» **Work item**
Using the records below, please work out how many lines contain "RDATE"; answer with the number alone.

Segment Start: Extracted information

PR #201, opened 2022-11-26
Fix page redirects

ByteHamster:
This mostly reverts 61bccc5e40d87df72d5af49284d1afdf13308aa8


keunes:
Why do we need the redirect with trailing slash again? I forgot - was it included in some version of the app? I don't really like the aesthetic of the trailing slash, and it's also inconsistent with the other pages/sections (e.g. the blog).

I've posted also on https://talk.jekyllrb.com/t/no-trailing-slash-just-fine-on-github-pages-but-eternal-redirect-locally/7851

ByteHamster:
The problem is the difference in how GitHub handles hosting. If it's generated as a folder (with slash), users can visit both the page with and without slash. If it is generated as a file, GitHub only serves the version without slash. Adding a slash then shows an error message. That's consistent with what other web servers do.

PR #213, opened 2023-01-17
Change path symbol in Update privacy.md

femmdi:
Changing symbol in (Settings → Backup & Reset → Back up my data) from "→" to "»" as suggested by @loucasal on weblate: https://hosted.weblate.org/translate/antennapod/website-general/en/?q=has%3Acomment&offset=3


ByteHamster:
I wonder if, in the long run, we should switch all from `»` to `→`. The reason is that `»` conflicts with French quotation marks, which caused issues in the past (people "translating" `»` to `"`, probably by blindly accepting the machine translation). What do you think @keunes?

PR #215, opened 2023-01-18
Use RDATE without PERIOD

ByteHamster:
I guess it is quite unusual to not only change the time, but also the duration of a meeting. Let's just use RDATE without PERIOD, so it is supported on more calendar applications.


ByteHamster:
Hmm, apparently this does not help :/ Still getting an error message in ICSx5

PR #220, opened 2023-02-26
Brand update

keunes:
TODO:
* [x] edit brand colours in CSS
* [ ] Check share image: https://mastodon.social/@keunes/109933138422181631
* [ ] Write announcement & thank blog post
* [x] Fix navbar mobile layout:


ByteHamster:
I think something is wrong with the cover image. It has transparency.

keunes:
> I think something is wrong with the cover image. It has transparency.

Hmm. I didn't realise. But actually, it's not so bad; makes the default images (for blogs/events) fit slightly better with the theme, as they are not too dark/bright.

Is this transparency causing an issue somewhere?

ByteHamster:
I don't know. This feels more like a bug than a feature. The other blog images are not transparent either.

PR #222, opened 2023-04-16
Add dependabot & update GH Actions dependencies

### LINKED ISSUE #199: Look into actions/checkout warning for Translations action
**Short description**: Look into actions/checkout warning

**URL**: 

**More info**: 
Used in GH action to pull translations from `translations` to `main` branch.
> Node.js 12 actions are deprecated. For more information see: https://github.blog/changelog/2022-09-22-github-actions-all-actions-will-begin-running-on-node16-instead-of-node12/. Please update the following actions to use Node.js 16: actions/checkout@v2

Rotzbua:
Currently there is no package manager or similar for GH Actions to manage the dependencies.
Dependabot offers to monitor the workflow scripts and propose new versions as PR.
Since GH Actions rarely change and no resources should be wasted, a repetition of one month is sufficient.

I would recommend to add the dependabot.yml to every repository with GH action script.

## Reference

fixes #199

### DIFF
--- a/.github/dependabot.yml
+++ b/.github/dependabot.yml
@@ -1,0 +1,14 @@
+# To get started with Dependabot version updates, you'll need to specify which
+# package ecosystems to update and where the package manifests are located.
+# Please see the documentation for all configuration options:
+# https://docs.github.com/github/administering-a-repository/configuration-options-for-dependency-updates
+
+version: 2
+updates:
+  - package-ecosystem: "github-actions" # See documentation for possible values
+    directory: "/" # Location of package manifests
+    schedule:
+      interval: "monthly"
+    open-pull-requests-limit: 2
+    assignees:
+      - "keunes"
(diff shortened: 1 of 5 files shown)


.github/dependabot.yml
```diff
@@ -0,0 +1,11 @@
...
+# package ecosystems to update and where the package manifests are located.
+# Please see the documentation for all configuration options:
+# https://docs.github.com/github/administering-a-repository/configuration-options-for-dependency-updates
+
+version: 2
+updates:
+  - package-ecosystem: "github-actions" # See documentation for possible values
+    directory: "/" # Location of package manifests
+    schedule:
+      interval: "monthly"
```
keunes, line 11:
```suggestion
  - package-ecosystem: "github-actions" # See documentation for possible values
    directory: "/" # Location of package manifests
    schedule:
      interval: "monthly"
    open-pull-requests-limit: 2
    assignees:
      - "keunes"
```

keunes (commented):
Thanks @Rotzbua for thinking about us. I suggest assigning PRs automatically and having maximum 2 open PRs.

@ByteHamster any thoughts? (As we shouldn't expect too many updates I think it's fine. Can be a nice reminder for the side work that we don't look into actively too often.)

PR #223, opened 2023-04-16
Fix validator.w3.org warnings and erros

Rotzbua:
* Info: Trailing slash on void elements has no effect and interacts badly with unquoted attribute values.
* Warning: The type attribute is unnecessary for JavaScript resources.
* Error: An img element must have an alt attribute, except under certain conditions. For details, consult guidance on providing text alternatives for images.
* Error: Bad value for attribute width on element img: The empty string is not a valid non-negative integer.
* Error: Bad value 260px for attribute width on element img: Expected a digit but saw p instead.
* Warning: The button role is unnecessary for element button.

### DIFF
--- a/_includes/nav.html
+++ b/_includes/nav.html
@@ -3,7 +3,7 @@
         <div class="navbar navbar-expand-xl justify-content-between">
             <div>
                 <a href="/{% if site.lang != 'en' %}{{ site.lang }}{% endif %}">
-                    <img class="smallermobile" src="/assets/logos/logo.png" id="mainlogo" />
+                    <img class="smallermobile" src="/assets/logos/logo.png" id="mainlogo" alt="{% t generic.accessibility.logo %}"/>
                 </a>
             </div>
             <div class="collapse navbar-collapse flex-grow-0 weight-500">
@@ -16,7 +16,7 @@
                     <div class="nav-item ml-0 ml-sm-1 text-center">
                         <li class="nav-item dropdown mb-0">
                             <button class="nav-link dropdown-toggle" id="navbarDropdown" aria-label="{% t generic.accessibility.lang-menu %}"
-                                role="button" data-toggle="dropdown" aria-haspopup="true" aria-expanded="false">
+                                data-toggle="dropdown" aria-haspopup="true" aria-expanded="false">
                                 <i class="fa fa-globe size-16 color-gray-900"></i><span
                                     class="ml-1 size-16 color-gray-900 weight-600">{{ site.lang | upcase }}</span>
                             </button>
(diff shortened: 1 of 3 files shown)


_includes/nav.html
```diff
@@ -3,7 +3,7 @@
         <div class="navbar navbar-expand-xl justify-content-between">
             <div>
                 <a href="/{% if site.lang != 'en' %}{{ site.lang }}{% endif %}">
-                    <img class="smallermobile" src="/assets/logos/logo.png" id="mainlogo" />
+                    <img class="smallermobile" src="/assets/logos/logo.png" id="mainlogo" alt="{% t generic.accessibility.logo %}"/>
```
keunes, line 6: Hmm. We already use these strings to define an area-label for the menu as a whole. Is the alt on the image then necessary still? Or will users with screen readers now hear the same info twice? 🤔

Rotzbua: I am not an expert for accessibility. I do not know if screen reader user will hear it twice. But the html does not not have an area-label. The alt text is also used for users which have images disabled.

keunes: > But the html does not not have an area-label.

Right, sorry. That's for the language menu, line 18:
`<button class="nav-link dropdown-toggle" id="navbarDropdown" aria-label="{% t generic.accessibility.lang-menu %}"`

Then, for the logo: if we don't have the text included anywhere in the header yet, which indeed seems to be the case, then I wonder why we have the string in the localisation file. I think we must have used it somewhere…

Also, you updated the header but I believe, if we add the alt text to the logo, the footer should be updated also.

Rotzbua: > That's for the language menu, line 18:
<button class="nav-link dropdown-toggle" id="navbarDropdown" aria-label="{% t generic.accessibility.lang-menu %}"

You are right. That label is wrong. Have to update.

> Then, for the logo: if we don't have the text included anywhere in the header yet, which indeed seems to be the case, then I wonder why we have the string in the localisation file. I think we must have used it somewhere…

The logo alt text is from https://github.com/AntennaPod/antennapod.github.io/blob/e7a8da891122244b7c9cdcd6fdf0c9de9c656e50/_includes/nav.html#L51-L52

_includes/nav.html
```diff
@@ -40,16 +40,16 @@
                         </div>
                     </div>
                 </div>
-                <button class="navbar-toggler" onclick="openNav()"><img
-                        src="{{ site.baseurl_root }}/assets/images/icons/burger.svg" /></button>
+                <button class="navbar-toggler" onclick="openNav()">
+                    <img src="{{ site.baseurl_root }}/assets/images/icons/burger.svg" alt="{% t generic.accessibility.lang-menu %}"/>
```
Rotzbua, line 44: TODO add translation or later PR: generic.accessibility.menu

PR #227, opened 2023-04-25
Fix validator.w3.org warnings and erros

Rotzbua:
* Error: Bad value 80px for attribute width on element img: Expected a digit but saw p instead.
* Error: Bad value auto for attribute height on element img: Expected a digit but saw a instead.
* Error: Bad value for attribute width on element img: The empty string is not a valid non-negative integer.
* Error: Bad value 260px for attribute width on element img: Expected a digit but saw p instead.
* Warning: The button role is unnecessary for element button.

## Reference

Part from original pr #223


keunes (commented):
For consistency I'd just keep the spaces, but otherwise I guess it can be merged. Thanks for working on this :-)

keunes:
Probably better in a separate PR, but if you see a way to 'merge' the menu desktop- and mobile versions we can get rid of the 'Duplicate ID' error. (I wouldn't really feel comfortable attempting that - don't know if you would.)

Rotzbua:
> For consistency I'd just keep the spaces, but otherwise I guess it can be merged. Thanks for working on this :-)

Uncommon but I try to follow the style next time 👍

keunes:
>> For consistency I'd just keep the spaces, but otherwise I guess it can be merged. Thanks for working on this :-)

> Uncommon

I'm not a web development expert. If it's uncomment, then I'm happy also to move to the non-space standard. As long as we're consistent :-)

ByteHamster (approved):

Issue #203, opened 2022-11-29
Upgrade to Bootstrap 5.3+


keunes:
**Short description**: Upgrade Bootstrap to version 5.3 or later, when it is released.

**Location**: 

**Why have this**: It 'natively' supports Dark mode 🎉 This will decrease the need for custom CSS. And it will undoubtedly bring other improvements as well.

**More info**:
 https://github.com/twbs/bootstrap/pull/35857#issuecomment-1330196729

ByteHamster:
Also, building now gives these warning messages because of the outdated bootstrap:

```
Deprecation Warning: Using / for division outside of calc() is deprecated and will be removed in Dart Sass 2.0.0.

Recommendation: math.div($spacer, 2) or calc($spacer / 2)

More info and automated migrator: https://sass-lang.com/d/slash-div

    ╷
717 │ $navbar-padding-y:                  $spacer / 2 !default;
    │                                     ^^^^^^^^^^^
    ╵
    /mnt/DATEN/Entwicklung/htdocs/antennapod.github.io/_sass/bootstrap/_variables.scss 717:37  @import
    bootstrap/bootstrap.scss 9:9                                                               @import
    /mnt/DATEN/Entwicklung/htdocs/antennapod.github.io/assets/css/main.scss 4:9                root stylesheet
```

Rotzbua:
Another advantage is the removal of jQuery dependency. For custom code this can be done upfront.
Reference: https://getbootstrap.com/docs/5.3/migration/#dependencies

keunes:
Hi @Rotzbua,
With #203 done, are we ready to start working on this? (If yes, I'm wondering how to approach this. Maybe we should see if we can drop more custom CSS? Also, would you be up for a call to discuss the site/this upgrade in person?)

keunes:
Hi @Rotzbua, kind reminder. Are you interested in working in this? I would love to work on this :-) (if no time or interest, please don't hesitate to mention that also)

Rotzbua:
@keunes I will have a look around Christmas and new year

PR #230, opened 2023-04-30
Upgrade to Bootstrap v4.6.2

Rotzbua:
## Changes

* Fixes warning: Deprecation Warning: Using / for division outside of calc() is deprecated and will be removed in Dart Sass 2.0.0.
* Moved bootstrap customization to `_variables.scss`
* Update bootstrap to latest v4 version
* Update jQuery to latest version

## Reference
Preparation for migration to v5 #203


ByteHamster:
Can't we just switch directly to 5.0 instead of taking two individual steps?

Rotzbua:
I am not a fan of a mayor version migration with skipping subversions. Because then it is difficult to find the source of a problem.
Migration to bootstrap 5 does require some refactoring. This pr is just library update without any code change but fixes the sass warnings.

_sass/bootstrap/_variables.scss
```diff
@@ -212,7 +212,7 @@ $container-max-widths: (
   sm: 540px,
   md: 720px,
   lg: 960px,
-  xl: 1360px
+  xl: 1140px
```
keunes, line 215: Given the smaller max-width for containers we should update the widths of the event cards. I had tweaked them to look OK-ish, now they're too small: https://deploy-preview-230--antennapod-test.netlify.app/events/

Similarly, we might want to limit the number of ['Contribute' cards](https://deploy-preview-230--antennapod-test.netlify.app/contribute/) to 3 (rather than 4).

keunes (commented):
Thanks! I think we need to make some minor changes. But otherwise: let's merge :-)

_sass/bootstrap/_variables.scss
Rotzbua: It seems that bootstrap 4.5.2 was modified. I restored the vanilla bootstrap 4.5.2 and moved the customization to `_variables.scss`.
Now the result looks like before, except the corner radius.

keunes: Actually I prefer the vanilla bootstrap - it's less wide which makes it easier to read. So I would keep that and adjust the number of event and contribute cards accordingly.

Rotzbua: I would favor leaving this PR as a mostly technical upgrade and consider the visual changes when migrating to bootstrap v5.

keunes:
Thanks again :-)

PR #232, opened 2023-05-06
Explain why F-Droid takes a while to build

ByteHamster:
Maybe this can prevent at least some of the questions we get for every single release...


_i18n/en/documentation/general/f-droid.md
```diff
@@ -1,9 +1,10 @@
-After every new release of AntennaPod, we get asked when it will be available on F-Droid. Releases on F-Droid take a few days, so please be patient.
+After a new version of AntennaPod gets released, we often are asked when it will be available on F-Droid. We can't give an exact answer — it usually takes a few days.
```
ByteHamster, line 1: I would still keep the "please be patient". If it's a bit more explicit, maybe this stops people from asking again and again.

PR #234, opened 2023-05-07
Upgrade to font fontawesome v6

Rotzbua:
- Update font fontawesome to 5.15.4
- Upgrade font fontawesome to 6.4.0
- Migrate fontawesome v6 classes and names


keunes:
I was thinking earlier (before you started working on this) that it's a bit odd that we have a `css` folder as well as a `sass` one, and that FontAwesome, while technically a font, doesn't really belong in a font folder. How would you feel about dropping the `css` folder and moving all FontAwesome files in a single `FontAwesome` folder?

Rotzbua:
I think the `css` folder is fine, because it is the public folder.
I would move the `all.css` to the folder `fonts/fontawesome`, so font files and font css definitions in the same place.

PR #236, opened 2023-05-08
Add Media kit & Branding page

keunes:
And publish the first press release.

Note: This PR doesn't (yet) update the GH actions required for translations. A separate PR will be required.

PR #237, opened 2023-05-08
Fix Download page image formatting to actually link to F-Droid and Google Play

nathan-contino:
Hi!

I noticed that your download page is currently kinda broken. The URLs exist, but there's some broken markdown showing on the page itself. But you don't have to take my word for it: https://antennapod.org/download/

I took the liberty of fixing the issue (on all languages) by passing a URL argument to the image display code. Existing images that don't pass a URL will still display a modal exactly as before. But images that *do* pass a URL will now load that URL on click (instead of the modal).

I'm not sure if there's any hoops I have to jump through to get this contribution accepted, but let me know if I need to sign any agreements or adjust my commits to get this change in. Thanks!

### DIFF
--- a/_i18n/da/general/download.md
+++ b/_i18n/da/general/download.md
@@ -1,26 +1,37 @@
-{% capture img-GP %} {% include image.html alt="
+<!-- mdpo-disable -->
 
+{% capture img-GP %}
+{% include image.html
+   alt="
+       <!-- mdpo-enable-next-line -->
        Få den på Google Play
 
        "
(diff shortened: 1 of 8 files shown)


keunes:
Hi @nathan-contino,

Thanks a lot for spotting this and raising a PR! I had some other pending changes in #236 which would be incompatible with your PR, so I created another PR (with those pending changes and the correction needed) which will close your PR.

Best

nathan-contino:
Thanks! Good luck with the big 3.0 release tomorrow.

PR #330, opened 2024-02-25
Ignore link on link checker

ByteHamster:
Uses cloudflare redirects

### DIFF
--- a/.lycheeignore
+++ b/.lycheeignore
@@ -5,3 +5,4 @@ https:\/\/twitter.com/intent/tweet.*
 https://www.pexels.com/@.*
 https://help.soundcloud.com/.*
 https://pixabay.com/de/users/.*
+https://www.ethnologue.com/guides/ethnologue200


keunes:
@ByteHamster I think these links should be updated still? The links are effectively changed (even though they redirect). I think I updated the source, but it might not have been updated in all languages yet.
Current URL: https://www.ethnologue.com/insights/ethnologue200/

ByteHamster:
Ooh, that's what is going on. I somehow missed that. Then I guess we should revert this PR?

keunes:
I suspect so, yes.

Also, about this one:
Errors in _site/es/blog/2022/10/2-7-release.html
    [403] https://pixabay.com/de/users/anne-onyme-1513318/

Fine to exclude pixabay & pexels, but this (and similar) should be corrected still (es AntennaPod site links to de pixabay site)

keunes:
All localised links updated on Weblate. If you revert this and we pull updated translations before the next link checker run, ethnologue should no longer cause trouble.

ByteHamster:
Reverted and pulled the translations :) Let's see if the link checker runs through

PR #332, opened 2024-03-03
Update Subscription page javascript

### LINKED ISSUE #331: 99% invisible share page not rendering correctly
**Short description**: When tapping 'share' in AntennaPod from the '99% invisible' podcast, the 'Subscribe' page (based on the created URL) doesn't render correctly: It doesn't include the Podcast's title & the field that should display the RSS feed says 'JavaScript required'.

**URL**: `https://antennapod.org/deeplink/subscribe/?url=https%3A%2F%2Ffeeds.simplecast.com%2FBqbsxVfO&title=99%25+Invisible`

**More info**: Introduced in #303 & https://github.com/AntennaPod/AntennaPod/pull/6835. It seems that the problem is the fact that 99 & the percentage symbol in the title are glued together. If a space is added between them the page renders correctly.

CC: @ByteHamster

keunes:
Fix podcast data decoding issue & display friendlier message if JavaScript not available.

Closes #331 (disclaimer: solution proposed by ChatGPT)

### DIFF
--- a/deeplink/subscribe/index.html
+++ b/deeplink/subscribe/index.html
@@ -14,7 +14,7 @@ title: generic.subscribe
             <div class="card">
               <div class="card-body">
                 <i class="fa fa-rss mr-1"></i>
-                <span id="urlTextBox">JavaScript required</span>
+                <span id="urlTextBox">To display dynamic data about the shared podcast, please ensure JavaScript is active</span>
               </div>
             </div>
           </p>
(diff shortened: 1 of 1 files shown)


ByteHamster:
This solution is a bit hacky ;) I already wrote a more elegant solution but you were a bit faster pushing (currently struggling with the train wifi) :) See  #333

Segment End: Extracted information

» **Solution for this problem**
2